MobileRead Forums - View Single Post - best way to convert PDF to ePUB

vastav · 08-09-2010, 05:33 PM

Quote:

Originally Posted by PatNY

I am getting the best results by far using Acrobat as an intermediate step.

Over the last week I converted a couple pdf books to epub format and the biggest problem was getting the paragraph breaks to end up right. I initially tried a straight Calibre conversion but paragraph breaks were all over the place and incorrect -- even after fiddling for quite some time with the line un-wrapping value.

Then I read this thread and the suggestions by chaley and greenapple to use Acrobat were right on the money. I tried other suggestions such as Mobipocket Creator and the pdf2epub.com converter but both resulted in body text where paragraphs all ran together in one long block!

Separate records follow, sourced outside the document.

PR #139, opened 2018-05-25
add redis support

dsifford:
This PR simply adds support for Redis object caching. Nothing particularly interesting or fancy.

cc: @karellm 

**Edit:** The reason for the tweaks to the zip configuration is because there was a warning message that showed up during build unrelated to the redis changes that stated libzip was being removed as a dependency of PHP soon and needed to be installed manually.

### DIFF
--- a/CHANGELOG.md
+++ b/CHANGELOG.md
@@ -1,6 +1,13 @@
 # Changelog
 
-## 0.19.0 - latest
+## 0.20.0 - latest
+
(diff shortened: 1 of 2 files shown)


dsifford:
@karellm Re: adding note about charset support in changelog -- will do!

karellm:
My bad, I didn't read it carefully. All good!

PR #243, opened 2022-03-17
Break out distribute_and_unnest_attrs

ijackson:
RFC, as discussed in https://github.com/colin-kiegel/rust-derive-builder/pull/241#issuecomment-1069346362   .  It seemed better to demonstrate it rather than talk in the abstract.

I think it has come out quite nicely.  In particular, removing the duplicated specification of the output field variables now means it's not possible to accidentally get the unnesting and copying information out of step.

But if you prefer the code the way it is, please do feel free to say so and just close this MR.

### DIFF
--- a/derive_builder_core/src/macro_options/darling_opts.rs
+++ b/derive_builder_core/src/macro_options/darling_opts.rs
@@ -254,37 +254,52 @@ pub struct Field {
 }
 
 impl Field {
-    /// Remove the `builder_field_attr(...)` packaging around an attribute
+    /// Populate `self.field_attrs` and `self.setter_attrs` by draining `self.attrs`
     fn unnest_attrs(mut self) -> darling::Result<Self> {
-        let mut errors = vec![];
-
-        for attr in self.attrs.drain(..) {
-            let unnest = {
-                if attr.path.is_ident("builder_field_attr") {
-                    Some(&mut self.field_attrs)
-                } else if attr.path.is_ident("builder_setter_attr") {
-                    Some(&mut self.setter_attrs)
-                } else {
-                    None
-                }
-            };
-            if let Some(unnest) = unnest {
-                match unnest_from_one_attribute(attr) {
-                    Ok(n) => unnest.push(n),
-                    Err(e) => errors.push(e),
-                }
-            } else {
-                self.field_attrs.push(attr.clone());
-                self.setter_attrs.push(attr);
-            }
-        }
-
-        if !errors.is_empty() {
-            return Err(darling::Error::multiple(errors));
-        }
-
+        distribute_and_unnest_attrs(
+            &mut self.attrs,
+            &mut [
+                ("builder_field_attr", &mut self.field_attrs),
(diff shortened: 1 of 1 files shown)


derive_builder_core/src/macro_options/darling_opts.rs
```diff
@@ -254,37 +254,52 @@ pub struct Field {
...
+    }
+}
 
-        if !errors.is_empty() {
-            return Err(darling::Error::multiple(errors));
+/// Handles incoming attributes from darling and assigns them to decoratee attribute lists
+///
+/// `outputs` lists each pass-through attribute name, and the corresponding decoratee attribute list.
+/// Matching atttributes are unnested and applied to the specific decoratee;
+/// Other attributes are not unnested, and simply copied for each decoratee.
```
TedDriggs, line 274:
```suggestion
/// Divide a list of attributes into multiple partially-overlapping output lists.
///
/// Some attributes from the macro input will be added to the output in multiple places;
/// for example, a `cfg` attribute must be replicated to both the struct and its impl block or
/// the resulting code will not compile.
///
/// Other attributes are scoped to a specific output by their path, e.g. `builder_field_attr`.
/// These attributes will only appear in one output list, but need that outer path removed.
///
/// For performance reasons, we want to do this in one pass through the list instead of
/// first distributing and then iterating through each of the output lists.
///
/// Each item in `outputs` contains the attribute name unique to that output, and the `Vec` where all attributes for that output should be inserted.
/// Attributes whose path matches any value in `outputs` will be added only to the first matching one, and will be "unnested".
/// Other attributes are not unnested, and simply copied for each decoratee.
```

derive_builder_core/src/macro_options/darling_opts.rs
```diff
@@ -254,37 +254,52 @@ pub struct Field {
...
+fn distribute_and_unnest_attrs(
+    input: &mut Vec<Attribute>,
+    outputs: &mut [(&'static str, &mut Vec<Attribute>)],
+) -> darling::Result<()> {
+    let mut errors = vec![];
+
```
TedDriggs, line 280: Is it worth adding some precondition asserts here:

```rust
for (name, list) in &outputs {
    assert!(list.is_empty(), "Output Vec for '{}' was not empty", name);
}
```

derive_builder_core/src/macro_options/darling_opts.rs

With Acrobat, converting either to RTF or HTML gave me an almost perfect result with the body text. I convert a pdf both ways in Acrobat, then import both rtf and html into Calibre and see which conversion to epub gives the best result in the body text. In one instance it was RTF and in the other it was HTML.

After deciding which gave the best base conversion (RTF or HTML) I then imported the file into MS Word to designate chapter headings and generate a TOC. (I find it easier to do in Word than in Sigil.) Then I import into Calibre, convert to ePub, and do last minute tidying up in Sigil. Sounds like a long process, and it is, but it's much less labor intensive and problematic than trying to clean up the bad paragraph breaks left by other conversion methods.

I realize not all have or can afford Acrobat, but if you look on eBay you can sometimes find older versions on sale for a good price. There may also be some free or cheaper pdf applications that can do as clean a job as Acrobat on pdf-to-rtf/html conversions. I already had Acrobat but never realized it could be so helpful in ebook conversions.

--Pat

I hope you tried the solution at http://www.pdf2epub.com and not the similar sounding offering by dnaml. The ePub output will have same paragraph breaks as those you find in the RTF or HTML export from Acrobat. Here's why - the conversion plugins (for formats such as RTF, HTML, XML, Plain Text) that come packaged with Acrobat use the tags in the PDF to drive conversion process. If the PDF is not tagged, the first step in conversion process is to generate tags using a tag recognition technolgoy that comes with Acrobat. Once the tags are generated, a piece of content marked as paragraph will be exported as a paragraph by all conversion filters, including the ePub plugin that I supply.

At its origin Tagged PDF was primarily influenced by HTML 4.01 and CSS1.0 specifications. The Tagged PDF spec has some omissions as well as additions compared with the other two standards. I am not sure about the current state of RTF but the RTF 1.6 specification (which is exported by Acrobat 7) had some differences with Tagged PDF's styling attributes. That is why I mentioned that when you go from PDF > RTF > ePub, you will likely encounter some loss, depending on how your PDF is constructed.

For the TOC, if you use the plugin I supply, all bookmarks in PDF automatically get converted to TOC in ePub. If you have a PDF which is tagged by the authoring application, you can simply create the bookmarks in Acrobat by choosing "New bookmarks from Structure" from the top drop-down available in the bookmarks tab in Acrobat. If you have a PDF which is not tagged (you can check by opening View > Navigation Panels > Tags), you should create the bookmarks manually in Acrobat before running the conversion filter for HTML/ RTF/ ePub to ensure that bookmarks get exported in a valid manner in the exported file.

If you have Acrobat on your system, I would suggest using the ePub plugin available on my site versus the web-based solution. The help documentation provides details on using the plugin. If you like the RTF/ HTML export from Acrobat, there is good chance that you will also like the ePub export. I will be happy to help resolve any issues that you may find.